● **Work instruction**:
Copy every line from the records below that carries the word "Heading".

(Dataset items)
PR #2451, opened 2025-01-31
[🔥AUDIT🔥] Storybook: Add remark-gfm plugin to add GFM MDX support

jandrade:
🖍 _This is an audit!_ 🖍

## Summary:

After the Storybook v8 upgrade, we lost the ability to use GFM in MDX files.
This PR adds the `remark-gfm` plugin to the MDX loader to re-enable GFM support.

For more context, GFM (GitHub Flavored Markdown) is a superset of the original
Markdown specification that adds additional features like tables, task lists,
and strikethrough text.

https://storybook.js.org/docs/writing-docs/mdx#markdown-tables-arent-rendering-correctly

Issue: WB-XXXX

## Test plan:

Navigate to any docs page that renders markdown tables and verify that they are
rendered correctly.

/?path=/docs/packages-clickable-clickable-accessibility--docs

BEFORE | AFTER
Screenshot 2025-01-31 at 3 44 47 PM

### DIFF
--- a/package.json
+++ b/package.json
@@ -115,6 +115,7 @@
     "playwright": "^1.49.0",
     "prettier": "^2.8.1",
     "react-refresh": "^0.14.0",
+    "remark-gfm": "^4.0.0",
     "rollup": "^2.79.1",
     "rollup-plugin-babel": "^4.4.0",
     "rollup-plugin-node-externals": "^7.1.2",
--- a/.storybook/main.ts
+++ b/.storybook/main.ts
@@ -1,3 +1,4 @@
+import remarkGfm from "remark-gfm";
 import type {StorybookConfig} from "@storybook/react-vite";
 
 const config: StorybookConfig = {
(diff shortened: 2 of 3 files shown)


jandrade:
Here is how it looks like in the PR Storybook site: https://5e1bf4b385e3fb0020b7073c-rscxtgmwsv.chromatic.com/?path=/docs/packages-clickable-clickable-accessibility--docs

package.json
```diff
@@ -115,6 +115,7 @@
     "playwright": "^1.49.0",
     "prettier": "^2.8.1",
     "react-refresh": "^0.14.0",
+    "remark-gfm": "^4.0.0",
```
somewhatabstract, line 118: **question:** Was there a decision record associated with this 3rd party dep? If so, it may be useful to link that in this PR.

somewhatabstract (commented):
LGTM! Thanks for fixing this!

...

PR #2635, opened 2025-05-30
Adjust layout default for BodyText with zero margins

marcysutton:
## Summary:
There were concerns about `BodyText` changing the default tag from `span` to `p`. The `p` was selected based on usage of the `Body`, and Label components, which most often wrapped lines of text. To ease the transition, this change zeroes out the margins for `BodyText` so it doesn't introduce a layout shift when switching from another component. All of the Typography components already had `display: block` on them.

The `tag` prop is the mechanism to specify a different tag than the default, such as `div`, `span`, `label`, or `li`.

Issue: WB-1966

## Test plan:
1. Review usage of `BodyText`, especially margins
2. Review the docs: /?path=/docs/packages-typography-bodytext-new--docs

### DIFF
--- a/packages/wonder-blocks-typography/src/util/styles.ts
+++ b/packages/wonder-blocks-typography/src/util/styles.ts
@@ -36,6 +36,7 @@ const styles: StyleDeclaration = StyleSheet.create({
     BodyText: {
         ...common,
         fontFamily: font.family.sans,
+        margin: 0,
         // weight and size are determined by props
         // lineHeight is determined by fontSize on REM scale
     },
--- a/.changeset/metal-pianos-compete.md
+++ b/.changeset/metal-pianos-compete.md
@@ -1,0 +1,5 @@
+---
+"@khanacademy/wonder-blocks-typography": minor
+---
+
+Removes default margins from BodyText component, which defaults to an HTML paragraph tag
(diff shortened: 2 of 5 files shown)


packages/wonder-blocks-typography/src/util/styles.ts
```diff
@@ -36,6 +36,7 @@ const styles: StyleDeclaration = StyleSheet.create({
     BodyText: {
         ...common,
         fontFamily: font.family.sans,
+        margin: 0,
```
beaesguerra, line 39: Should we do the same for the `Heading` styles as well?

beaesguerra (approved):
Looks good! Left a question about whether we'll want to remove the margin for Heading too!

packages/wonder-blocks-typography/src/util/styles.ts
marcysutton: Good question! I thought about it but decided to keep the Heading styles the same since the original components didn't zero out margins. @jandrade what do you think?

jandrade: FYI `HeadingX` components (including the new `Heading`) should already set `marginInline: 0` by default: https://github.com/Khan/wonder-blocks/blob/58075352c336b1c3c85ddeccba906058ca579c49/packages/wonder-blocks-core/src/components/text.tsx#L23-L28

● **Your solution**:
beaesguerra, line 39: Should we do the same for the `Heading` styles as well?
Looks good! Left a question about whether we'll want to remove the margin for Heading too!
marcysutton: Good question! I thought about it but decided to keep the Heading styles the same since the original components didn't zero out margins. @jandrade what do you think?
jandrade: FYI `HeadingX` components (including the new `Heading`) should already set `marginInline: 0` by default: https://github.com/Khan/wonder-blocks/blob/58075352c336b1c3c85ddeccba906058ca579c49/packages/wonder-blocks-core/src/components/text.tsx#L23-L28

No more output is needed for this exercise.